» **EXERCISE REQUIREMENTS**
Search each line of the data for the word "suites"; copy every line where it is found.

Stored data
.....

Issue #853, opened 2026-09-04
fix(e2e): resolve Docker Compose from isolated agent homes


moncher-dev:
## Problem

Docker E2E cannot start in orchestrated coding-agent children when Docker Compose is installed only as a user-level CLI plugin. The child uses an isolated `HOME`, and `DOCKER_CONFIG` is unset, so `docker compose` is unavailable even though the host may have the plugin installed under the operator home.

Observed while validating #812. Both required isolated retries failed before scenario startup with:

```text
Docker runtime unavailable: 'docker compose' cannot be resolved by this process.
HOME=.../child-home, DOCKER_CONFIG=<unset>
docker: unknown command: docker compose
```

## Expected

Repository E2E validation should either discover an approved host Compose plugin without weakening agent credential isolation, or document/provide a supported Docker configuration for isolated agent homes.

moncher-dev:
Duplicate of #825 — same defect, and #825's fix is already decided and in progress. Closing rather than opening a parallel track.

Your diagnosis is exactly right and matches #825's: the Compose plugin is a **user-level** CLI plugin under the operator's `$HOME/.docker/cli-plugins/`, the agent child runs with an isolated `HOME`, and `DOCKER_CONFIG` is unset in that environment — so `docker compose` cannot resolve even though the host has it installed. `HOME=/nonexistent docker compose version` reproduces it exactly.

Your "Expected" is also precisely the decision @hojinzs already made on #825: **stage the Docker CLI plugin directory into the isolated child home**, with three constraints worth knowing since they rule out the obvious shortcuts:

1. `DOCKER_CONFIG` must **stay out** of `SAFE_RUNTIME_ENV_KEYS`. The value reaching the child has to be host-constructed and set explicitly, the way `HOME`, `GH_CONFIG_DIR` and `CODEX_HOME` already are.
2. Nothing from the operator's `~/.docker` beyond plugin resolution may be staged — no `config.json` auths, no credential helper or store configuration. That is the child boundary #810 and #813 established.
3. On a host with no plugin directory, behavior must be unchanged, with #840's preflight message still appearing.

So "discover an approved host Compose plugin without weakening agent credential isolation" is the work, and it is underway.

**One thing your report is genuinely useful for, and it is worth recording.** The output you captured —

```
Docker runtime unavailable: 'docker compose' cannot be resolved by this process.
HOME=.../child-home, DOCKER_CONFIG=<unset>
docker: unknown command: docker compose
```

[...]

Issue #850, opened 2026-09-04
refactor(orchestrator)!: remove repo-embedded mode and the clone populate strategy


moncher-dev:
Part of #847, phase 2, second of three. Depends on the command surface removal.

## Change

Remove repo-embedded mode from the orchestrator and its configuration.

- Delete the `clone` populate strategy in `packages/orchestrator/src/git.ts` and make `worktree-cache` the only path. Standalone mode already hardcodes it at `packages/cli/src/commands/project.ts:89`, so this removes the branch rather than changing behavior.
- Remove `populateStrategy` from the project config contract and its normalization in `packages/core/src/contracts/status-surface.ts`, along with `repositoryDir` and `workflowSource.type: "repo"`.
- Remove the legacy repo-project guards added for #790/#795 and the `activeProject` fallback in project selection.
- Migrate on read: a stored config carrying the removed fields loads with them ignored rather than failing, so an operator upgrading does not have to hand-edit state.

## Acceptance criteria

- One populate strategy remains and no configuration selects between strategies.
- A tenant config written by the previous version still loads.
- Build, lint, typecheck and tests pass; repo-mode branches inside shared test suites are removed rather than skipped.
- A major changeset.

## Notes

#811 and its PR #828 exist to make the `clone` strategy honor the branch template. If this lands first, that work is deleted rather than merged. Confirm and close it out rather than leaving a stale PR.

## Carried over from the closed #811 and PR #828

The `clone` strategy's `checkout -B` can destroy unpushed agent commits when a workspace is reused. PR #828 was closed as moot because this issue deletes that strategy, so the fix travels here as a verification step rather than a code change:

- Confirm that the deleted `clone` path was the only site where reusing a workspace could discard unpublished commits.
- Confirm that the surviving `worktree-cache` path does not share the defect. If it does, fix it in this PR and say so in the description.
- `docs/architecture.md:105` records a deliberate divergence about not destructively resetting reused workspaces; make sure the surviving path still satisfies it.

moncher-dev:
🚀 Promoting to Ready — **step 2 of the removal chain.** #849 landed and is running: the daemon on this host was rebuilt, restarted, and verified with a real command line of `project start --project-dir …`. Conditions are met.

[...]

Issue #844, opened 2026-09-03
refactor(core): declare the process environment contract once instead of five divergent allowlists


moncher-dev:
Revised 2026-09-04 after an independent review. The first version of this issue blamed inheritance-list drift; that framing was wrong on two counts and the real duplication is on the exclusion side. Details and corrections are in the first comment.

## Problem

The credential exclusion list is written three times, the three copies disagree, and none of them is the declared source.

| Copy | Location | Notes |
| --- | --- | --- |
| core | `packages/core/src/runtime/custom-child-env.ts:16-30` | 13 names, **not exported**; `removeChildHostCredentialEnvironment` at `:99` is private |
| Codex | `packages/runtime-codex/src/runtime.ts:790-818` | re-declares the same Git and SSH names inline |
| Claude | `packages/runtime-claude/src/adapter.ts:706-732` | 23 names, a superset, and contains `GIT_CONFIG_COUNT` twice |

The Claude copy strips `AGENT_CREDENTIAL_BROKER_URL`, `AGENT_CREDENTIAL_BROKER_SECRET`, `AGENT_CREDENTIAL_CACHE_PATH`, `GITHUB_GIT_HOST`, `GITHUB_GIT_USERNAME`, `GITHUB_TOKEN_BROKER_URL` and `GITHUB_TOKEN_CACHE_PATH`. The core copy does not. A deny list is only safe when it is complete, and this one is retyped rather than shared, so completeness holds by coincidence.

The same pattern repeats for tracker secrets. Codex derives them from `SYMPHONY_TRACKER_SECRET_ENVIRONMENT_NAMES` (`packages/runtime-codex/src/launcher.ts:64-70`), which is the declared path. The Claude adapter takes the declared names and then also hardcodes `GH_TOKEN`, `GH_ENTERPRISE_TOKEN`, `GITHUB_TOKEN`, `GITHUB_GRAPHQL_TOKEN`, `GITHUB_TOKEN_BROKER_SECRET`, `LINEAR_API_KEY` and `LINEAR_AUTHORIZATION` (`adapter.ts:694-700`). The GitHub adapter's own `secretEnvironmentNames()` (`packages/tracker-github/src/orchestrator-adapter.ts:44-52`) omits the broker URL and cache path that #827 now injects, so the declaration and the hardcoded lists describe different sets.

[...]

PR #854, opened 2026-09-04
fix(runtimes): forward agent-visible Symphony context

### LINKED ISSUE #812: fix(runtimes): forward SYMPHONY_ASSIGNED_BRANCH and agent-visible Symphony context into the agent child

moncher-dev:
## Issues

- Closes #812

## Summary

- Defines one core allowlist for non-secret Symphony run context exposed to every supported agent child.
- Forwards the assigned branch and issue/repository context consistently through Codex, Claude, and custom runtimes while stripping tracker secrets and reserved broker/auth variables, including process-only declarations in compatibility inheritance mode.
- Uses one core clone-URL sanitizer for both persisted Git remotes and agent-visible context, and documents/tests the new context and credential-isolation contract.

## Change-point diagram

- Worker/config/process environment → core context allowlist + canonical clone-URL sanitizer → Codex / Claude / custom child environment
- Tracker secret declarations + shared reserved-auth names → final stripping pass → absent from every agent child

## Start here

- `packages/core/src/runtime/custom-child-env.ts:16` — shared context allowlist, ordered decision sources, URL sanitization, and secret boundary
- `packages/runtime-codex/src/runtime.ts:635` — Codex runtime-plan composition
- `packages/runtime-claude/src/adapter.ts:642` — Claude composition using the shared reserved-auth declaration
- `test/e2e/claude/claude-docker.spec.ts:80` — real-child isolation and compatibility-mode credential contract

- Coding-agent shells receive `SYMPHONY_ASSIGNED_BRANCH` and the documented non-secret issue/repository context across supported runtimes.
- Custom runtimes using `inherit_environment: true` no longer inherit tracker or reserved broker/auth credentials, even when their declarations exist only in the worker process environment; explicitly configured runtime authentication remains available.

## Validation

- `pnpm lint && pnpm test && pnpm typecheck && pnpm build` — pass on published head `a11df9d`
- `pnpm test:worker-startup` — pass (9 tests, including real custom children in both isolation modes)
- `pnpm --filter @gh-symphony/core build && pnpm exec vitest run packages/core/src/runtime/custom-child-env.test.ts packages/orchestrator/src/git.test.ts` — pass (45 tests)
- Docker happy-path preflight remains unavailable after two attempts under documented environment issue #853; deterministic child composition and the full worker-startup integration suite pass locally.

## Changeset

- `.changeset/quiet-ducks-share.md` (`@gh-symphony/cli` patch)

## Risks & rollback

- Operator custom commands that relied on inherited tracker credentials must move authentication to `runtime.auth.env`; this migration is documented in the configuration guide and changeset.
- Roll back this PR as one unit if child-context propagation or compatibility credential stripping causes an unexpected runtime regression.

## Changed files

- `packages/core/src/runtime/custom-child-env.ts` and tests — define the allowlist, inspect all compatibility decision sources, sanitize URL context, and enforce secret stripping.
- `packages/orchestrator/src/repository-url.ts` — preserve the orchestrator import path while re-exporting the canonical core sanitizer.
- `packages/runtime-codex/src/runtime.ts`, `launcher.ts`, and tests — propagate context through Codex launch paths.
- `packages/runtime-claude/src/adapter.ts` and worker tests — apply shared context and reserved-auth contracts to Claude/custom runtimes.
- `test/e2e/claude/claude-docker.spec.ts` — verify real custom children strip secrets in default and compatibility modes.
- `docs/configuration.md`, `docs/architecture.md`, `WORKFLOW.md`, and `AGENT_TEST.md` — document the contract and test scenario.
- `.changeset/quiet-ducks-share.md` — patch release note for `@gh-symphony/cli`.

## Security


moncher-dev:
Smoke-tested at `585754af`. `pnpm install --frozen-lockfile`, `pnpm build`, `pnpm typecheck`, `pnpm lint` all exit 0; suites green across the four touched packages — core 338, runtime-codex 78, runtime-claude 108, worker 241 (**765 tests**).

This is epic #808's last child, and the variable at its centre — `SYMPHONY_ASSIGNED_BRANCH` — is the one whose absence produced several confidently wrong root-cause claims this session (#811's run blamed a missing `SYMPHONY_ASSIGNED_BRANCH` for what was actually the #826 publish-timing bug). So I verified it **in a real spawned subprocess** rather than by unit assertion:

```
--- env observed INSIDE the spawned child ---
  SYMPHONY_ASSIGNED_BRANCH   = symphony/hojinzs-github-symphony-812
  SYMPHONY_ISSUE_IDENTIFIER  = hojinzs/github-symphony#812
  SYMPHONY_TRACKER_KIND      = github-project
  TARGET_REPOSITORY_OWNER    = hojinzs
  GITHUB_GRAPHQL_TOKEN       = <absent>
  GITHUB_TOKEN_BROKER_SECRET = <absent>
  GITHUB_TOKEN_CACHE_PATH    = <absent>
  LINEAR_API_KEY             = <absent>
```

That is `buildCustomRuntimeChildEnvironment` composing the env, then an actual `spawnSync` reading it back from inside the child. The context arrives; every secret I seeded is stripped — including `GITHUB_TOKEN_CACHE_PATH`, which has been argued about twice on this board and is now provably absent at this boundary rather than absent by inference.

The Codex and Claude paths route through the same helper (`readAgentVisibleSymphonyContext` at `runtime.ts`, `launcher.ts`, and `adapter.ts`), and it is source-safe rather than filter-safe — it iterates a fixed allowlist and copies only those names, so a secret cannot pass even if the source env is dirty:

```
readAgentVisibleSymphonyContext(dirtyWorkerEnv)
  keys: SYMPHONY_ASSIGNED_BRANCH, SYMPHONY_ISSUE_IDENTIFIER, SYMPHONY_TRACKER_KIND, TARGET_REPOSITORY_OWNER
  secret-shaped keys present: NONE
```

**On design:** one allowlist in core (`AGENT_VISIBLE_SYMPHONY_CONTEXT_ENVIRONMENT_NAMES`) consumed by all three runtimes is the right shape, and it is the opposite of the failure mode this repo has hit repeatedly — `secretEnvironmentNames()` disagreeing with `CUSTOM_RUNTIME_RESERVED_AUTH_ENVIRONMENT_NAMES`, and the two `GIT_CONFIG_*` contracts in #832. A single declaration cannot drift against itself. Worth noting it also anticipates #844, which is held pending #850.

.....

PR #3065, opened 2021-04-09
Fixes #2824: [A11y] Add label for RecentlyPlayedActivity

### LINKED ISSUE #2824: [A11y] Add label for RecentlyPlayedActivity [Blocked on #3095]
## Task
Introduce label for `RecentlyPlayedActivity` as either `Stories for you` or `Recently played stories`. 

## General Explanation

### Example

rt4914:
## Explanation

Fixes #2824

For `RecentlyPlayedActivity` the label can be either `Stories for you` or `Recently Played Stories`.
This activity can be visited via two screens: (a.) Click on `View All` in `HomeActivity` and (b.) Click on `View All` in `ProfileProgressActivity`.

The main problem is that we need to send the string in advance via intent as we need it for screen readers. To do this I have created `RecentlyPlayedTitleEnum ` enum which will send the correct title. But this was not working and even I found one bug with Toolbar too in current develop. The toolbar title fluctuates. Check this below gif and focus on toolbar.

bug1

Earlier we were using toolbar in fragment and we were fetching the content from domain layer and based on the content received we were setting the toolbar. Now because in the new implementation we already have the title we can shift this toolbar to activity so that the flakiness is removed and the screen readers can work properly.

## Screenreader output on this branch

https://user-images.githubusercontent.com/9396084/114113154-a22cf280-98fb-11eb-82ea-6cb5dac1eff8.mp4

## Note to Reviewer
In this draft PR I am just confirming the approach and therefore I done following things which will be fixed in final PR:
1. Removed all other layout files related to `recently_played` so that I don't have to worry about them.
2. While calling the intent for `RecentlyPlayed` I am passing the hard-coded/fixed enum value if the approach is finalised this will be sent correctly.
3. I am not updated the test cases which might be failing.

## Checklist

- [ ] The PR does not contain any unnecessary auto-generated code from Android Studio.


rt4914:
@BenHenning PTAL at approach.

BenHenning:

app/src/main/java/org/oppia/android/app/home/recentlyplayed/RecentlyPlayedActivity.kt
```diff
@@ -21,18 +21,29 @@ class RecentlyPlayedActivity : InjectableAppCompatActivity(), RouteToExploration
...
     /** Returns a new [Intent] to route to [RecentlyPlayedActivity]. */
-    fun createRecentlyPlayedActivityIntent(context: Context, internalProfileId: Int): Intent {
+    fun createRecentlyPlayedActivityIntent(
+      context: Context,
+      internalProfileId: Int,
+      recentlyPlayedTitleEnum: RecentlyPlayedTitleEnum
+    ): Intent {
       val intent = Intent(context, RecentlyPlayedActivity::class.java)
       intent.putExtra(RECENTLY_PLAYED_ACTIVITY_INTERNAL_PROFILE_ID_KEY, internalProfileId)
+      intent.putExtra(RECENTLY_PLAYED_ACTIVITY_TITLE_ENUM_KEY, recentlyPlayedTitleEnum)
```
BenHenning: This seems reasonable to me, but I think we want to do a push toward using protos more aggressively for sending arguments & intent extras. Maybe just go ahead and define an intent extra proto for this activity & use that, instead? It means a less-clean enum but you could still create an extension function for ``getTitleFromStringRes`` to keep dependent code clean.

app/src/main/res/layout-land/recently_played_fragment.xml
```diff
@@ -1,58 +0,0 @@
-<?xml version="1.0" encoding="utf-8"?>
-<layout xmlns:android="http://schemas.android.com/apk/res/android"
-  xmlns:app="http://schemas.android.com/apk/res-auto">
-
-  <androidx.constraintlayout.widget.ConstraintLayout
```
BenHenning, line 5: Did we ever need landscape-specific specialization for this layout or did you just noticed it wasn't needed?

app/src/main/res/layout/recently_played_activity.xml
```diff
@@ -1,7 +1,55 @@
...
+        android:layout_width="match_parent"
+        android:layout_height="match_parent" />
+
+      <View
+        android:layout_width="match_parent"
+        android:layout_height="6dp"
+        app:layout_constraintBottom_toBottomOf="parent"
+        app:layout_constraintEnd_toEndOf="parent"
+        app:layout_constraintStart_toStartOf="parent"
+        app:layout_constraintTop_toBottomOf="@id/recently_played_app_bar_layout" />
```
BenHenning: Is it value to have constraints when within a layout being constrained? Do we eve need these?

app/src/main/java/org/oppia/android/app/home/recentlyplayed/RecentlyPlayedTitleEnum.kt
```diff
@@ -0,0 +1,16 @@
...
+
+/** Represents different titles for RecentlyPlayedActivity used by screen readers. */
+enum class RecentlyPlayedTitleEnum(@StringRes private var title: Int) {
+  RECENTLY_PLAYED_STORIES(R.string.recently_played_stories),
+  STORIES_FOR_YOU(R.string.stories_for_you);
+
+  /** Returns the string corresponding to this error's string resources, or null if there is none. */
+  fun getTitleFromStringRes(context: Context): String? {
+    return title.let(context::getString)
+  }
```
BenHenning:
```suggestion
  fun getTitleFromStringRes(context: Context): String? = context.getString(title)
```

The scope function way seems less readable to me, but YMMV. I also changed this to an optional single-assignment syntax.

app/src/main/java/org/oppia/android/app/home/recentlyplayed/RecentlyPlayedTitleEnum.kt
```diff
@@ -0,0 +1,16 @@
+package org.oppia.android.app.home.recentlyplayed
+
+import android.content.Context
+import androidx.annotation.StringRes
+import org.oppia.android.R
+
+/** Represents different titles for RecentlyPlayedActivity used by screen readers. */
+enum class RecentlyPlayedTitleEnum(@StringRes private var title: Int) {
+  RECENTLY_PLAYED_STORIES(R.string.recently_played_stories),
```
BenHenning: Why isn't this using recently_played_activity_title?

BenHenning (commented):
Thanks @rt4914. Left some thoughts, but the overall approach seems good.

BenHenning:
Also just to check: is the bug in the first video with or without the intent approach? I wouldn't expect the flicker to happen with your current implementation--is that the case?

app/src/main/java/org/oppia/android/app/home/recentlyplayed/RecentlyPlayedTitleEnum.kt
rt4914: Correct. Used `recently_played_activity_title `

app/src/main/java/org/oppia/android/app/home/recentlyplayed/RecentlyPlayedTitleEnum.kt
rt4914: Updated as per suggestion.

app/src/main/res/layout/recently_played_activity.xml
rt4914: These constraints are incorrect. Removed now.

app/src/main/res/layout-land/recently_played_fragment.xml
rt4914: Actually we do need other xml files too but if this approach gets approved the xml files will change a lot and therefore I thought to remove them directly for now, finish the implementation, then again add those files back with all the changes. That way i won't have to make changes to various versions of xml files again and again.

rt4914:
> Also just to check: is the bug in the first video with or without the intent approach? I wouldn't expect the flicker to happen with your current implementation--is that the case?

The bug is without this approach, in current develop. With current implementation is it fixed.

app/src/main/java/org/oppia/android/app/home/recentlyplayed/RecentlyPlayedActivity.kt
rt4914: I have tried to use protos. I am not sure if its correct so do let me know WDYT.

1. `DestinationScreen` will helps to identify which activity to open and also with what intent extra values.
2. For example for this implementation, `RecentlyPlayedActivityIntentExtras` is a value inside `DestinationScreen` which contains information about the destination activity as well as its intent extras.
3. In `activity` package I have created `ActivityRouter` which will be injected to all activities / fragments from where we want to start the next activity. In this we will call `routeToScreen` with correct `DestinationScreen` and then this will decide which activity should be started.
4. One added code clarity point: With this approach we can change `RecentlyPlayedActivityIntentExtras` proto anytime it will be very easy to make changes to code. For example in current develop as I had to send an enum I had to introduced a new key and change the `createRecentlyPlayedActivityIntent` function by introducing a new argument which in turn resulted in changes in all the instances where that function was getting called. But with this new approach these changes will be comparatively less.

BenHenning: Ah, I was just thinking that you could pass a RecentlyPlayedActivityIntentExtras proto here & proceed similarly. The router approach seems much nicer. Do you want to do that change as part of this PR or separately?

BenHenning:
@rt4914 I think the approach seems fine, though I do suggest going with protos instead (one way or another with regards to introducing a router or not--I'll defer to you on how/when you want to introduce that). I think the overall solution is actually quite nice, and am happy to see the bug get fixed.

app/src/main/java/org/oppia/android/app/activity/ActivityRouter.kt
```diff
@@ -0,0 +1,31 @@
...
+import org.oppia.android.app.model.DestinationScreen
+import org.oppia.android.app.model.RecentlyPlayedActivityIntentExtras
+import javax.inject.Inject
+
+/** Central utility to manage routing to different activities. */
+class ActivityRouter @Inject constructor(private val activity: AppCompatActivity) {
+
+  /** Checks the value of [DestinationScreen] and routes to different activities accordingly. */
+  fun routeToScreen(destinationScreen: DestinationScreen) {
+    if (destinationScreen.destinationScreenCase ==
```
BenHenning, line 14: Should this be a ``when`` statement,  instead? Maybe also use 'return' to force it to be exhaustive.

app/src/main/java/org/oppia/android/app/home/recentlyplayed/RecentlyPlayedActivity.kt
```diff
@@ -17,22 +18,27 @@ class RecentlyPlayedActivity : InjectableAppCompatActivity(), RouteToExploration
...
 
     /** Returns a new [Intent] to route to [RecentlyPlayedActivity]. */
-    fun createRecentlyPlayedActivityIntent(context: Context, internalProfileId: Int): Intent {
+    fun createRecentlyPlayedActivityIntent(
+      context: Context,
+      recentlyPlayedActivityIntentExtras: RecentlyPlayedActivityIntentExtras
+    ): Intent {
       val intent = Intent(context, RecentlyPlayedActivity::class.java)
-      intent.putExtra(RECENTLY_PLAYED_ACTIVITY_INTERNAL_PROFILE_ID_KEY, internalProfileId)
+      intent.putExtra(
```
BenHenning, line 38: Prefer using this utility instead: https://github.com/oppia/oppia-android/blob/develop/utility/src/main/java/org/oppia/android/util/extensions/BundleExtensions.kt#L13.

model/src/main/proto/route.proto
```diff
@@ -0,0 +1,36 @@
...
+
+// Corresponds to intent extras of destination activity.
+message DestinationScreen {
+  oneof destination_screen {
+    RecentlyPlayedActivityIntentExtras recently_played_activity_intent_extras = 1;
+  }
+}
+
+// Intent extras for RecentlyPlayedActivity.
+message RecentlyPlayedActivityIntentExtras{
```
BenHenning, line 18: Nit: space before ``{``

.....

» **REPLY**
- Build, lint, typecheck and tests pass; repo-mode branches inside shared test suites are removed rather than skipped.
Smoke-tested at `585754af`. `pnpm install --frozen-lockfile`, `pnpm build`, `pnpm typecheck`, `pnpm lint` all exit 0; suites green across the four touched packages — core 338, runtime-codex 78, runtime-claude 108, worker 241 (**765 tests**).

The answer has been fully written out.